* _About this exercise_:
A word-for-word restatement of every entry is what is needed here.

* _Records supplied_:
PR #3956, opened 2020-10-21
chore: Install Windows Server 2019 10C updates in Windows VHD

marosset:
**Reason for Change**:

**Issue Fixed**:

**Credit Where Due**:

Does this change contain code from or inspired by another project?

- [x] No
- [ ] Yes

* _Response area_:
PR #3956, opened 2020-10-21
chore: Install Windows Server 2019 10C updates in Windows VHD

marosset:
**Reason for Change**:

**Issue Fixed**:

**Credit Where Due**:

Does this change contain code from or inspired by another project?

- [x] No
- [ ] Yes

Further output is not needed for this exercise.